Saturday, July 30, 2016

Banks, stress tests: Monte Paschi the worst in Europe. Unicredit also among the last 10 – Florence Post

hot these days for the Fondazione Monte dei  Paschi

FRANKFURT – Three of the five Italian banks pass easily the European stress tests, but Unicredit and MPS are among the 10 worst. And the Montepaschi receives Sting strongest among all the institutions of the Continent, a collapse at -2.44% capital ratio CET1 that resets the capital under the adverse scenario and explains the strong pressure in recent months, prior to the capital increase and the maxi-sale of bad loans announced today to run for shelter extremis. There is not only Italy under the lens of European “stress tests demonstrate the solidity of the Italian banking system as a whole,” say sources of the Treasury hot after the data, adding that recent government measures will help to dispose impaired loans.

Among the 51 banks surveyed by the European banking, the Irish Royal Bank of Scotland and Allied Irish Bank come out with a lot of damage, a better quality capital (the CET1, in fact) practically halved and just above 7%. Deutsche Bank, which also does not suffer the meltdown that someone assumed and does not see a blow on derivatives and market risk, go to 7.80% in the worst case scenario suggested by the EBA: penalized capital, but improving by 7% in 2014 . also improvement in the baseline scenario, to 12.1% from 10.5%.
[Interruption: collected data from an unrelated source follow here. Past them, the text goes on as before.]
PR #2771, opened 2026-07-24
fix(desktop): enable webview media capture on Linux

kwsantiago:
Huddle mic capture and avatar recording don't work on Linux. `navigator.mediaDevices` is undefined, so every `getUserMedia` call site fails.

WebKitGTK gates those APIs behind `enable-media-stream`, which is off by default, and denies permission requests that no handler claims. Neither is configured today. macOS and Windows are unaffected, since their system webviews expose the APIs and defer to the OS prompt.

This enables the setting on the main webview and grants audio and video device requests. The frontend never calls `getDisplayMedia`, so screen capture keeps WebKit's default deny.

`webkit2gtk` is pinned to `=2.0.2` to match wry's pin, because `PlatformWebview::inner()` returns wry's type. It was already in the lockfile, so that file changes by one line.

Tested on Ubuntu 24.04 with WebKitGTK 2.52.3. Before: `navigator.mediaDevices` is undefined. After: `getUserMedia({audio: true})` resolves to an active `MediaStream` and `pactl list source-outputs` shows live `WebKitWebProcess` record streams on the capture device. `cargo clippy --all-targets -- -D warnings`, `cargo fmt --check`, and `cargo test --lib` pass.

### DIFF
--- a/desktop/src-tauri/Cargo.lock
+++ b/desktop/src-tauri/Cargo.lock
@@ -1082,6 +1082,7 @@ dependencies = [
  "url",
  "user-idle",
  "uuid",
+ "webkit2gtk",
  "window-vibrancy",
  "windows-sys 0.61.2",
  "zeroize",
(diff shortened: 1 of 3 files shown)


wpfleger96:
🤖 hey @kwsantiago, thanks for this — your `is_for_audio_device()` / `is_for_video_device()` check is part of what actually shipped: #3607 (just merged, fixes #3495) adopted that exact device-kind classification in its deny-by-default handler, alongside an origin allowlist. Also appreciate you running the manual Ubuntu 24.04 mic verification over on #3607. Closing this as superseded by the merged fix.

MPS – But the Monte dei Paschi di Siena, after the exhausting European negotiations and the release led to the market solution which excludes state intervention, it receives a real slap in the face: the CET1 capital falls below zero to zero at -2.44% under the adverse scenario, for which in the 2015 tests was subject to a minimum of 5.5% threshold under who she was taking care of the ECB to be prepared immediately. Numbers that explain the stock market crash and the frenzy of negotiations between the ECB, the Bank of Italy, the Treasury and the Sienese institute council. Numbers, even if they do not speak of a case “Italian,” outlining a case “Siena” in Europe at the moment. And perhaps it is no coincidence that the ECB, in a note issued to warm after the EBA results, sees them as “with one exception, all banks show CET1 capital levels well above the 5.5% benchmark used in 2014 “. Introduce yourself to the markets on Monday morning, with these numbers without a plan already drawn up (and approved by the ECB) would have meant a bloodbath for Siena.

UNICREDIT – Different situation for Unicredit, that the adverse scenario is to 7.10%, to but still ranks fourth worst place among the 51 European institutions to the capital on a transitional basis, and the sixth worst in the adverse scenario. E ‘with an equally keen eye to “exchange trading on Monday that the institute, which has just appointed to Jean Pierre Mustier guide, tells you assess” whether further measures or capital plan changes “are needed. The voices speak of five billion increase and as many from divestments.

Bankitalia – Bank of Italy notes, however, that despite the severity of the stress test and the strains of the last year, four of the five major Italian banks in the sample Eba have suffered an impact on capital arising from adverse scenario by 3.2 percentage points, better than the European average (3.8 points), although including in Montepaschi Italian banks down by 4.1 points. Always Via Nazionale notes that the conditions of MPS, two public bailouts and so far 8 billion in two capital increases in two years that now he adds a third) “have long been to” focus “of European supervision.

INTESA SAN PAOLO – Dai of “Eba numbers comes out healthy Intesa Sanpaolo, which would respect the conditions of supervision even under the adverse scenario of 10.21% CET1) and even more so in that the base (12,80%).

BANCO pOPULAR aND UBI – He’s doing well, surprisingly after recent and discussed rumors, the People’s Bank (9.05% under the adverse scenario). It holds well Ubi (8.85% in the worst case scenario). All this in a context in which the risks of credit, particularly penalizing for Italy recently emerged from recession, weigh the adverse scenario well 349 billion on the balance sheets of 51 banks, with the worst suffering in Italy, in fact, Great Britain, Spain and France.